It also said it completed a $4 million capital raise to enable further development of its core GaloyMoney bitcoin banking platform.

Stablesats is intended to provide an alternative to current stablecoin infrastructure and regular-way bank integration by using derivatives contracts to create a bitcoin-backed synthetic dollar pegged to the U.S. dollar.

The company believes that allowing dollars to flow through bitcoin (BTC) will help solve short-term volatility price risk, which currently stands as one of the biggest hurdles to the growth of bitcoin as a means for casual payments.

“Bitcoin has brought digital transactions to previously unbanked communities across Latin America, Africa and beyond,” said Galoy CEO Nicolas Burtey in a press release. “However, its volatility makes managing financial obligations difficult. With Stablesats-enabled Lightning wallets, users are able to send from, receive to, and hold money in, a [U.S. dollar] account in addition to their default BTC account. While the dollar value of their BTC account fluctuates, $1 in their USD account remains $1 regardless of the bitcoin exchange rate.”
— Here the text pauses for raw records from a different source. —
PR #12846, opened 2024-05-17
Update getNavigationBadge method to allow Closures

emmadesilva:
## Description

This allows badges to use dynamic or deferred data. Since the actual NavigationItem::badge method supports this I think it makes sense.

## Visual changes

None

## Functional changes

### DIFF
--- a/packages/panels/src/Resources/Resource.php
+++ b/packages/panels/src/Resources/Resource.php
@@ -2,8 +2,8 @@
 
 namespace Filament\Resources;
 
-use Exception;
 use Closure;
+use Exception;
 use Filament\Clusters\Cluster;
 use Filament\Facades\Filament;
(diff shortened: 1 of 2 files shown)


danharrin:
I think a better solution would be to swap `static::getNavigationBadge()` with `static::getNavigationBadge(...)` so it gets run on demand as a Closure instead of called once? Then people don't need to change how the badge gets returned

Also, does this impact how many times the badge method is run per request, do we need to cache the result?

danharrin:
Closing as my proposed solution is a rewrite anyway

emmadesilva:
> Closing as my proposed solution is a rewrite anyway

Cool! Yeah this was more of a proof of concept to see if it's a good fit. I actually ended up going with your on demand closure route in my application when implementing a workaround yesterday.

PR #12853, opened 2024-05-18
Fix: Incorrectly hiding the 'Select all X' table link

### LINKED ISSUE #12781: The behavior when using `selectCurrentPageOnly`
### Package

filament/filament

### Package Version

v3.2.78

### Laravel Version

v11.0.7

### Livewire Version

v3.4.10

### PHP Version

PHP8.3.7

### Problem description

When `selectCurrentPageOnly` is used, if the same number of items as the pagination count are checked across pages, the "select all :count" display disappears.

### Expected behavior

When `selectCurrentPageOnly` is used, I think the checks should not be counted across pagination.

### Steps to reproduce

1. On the first page, check fewer items than the number of items displayed.
2. On the second page, check enough items to make the total equal to the number of items displayed.
As a result, the "select all :count" display disappears.

As shown in the video

https://github.com/filamentphp/filament/assets/28666304/d2be969b-c084-4f45-bb9d-123824154d4b

### Reproduction repository

https://github.com/bzy107/filament-select-bug

### Relevant log output

_No response_

dev-idkwhoami:
## Description

This PR is related to issue #12781.

The "Select all X" link was hidden by comparing the amount of selected records with the "selectable" records on the page.
But since records stay selected across pages this caused the undesired behavior.

The code change instead checks if the current pages records all are part of the selected records.

## Visual changes

**Before recording can be found in the issue.**

image

There are a total of 5 selected records matching the pages record count but the link is still shown. 
That was previously not possible.

## Functional changes


bzy107:
Thank you for fixing my bug report.
However, I think it's necessary to add a condition to handle cases where selectCurrentPageOnly is not used.

Here is a video showing the case where selectCurrentPageOnly is not used:

https://github.com/filamentphp/filament/assets/28666304/f782510f-0f8d-4b48-b130-7b46af500b24

dev-idkwhoami:
There is another issue.
When switching pages it doesn't refresh so when u go from a page where it should not be visible to a page where it should it stays hidden and the other way around as well.

danharrin:
I've changed it so instead of a random string that refreshes on every request, it will only refresh when the page is changed

danharrin:
Can you test that it still works and let me know please?

dev-idkwhoami:
I pulled the changes you made couldn't find any change in behavior 👍 

brave_O9WtiiY1eK

danharrin:
Thanks!

PR #12860, opened 2024-05-19
Fix: Visual bug when using selectCurrentPageOnly in combination with grouping

dev-idkwhoami:
## Description

While confirming this another PR worked properly with groups. I noticed when selectCurrentPageOnly is used in combination with grouping it causes a visual bug.

The checkbox would display as checked if none or not all records of that group on the current page are selected.

The code change simply adds a livewire key to the group checkbox component so livewire knows to update it.

## Visual changes

Before:
brave_EAz9SiDsWX

After:
brave_XXD7BXT1nW

## Functional changes


danharrin (changes requested):
Can you please refactor this to use a `$page` argument instead of a random string, like I did in your other PR?

And since we'll be calling `$this->getTablePage()` in two places, maybe save this value as `$page` at the top of the index.blade.php file alongside the other variables?

danharrin:
If you want to wait until the other PR is merged, then merge that in to here before you make the changes, that's also fine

More funding for open-source projects

In addition to announcing Stablesats, Galoy announced a $4 million capital raise to enable further development of its core GaloyMoney bitcoin banking platform, a versatile application programming Interface (API) and an enterprise-ready Lightning Network gateway intended to allow organizations easy access to Lightning payments.

Hivemind Ventures led the round with participation from Valor Equity Partners, Timechain, El Zonte Capital, Kingsway Capital, Trammell Venture Partners and AlphaPoint.

“Galoy dramatically lowers the barrier for any community or organization to become its own bank and plug into the world’s first open monetary and payments standard,” said Max Webster, founder of Hivemind Ventures.

“Because it’s open source," he added, "Galoy’s platform benefits from a flywheel effect that can make it the Schelling point for banking software: Each new customer’s implementation improves the security, reliability and capability for all present and future customers.”

How Stablesats works

In line with Galoy’s open-source ethos, the underlying code for Stablesats can be reviewed on GitHub and on its own dedicated website.

To create the synthetic USD, Stablesats uses a financial instrument invented by the BitMEX cryptocurrency exchange called a perpetual inverse swap using perpetual futures contracts. Futures contracts are a type of agreement to buy or sell a specific asset (such as bitcoin) at a set future date for a set price. Perpetual futures contracts differ in that they are perpetual and don’t specify a future date.

In 2015, BitMEX founder Arthur Hayes – who in May was sentenced to two years of federal probation after pleading guilty to charges he willfully failed to implement an anti-money-laundering program at BitMEX – summarized how a synthetic USD powered by futures could work using his exchange. It involves 1) buying bitcoin, 2) selling a futures contract that locks in current U.S. dollar value of that bitcoin and 3) buying enough futures to maintain balance after spending some of the same bitcoin.

In short, if you buy or sell the appropriate derivatives that change in value in perfectly opposite directions, the holder can hedge the risk of price fluctuations and guarantee the value of their position in U.S. dollar terms. Hayes also outlined how a bitcoin-backed stablecoin could work earlier this year.

Stablesats works similarly using the OKX exchange, and the specific methodology is outlined on GitHub.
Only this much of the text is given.